Problem to solve ▸
Exact repetition of the data is the whole task.

Supplied data ▸
- Opening Delimiter -

PR #60300, opened 2024-08-09
seth/pretty-in-py: Python.run API

snickell:
Followup to the big PyCall PR, this creates a longer term Python API atop the PyCall library.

- Closing Delimiter -

Result for this task ▸
PR #60300, opened 2024-08-09
seth/pretty-in-py: Python.run API

snickell:
Followup to the big PyCall PR, this creates a longer term Python API atop the PyCall library.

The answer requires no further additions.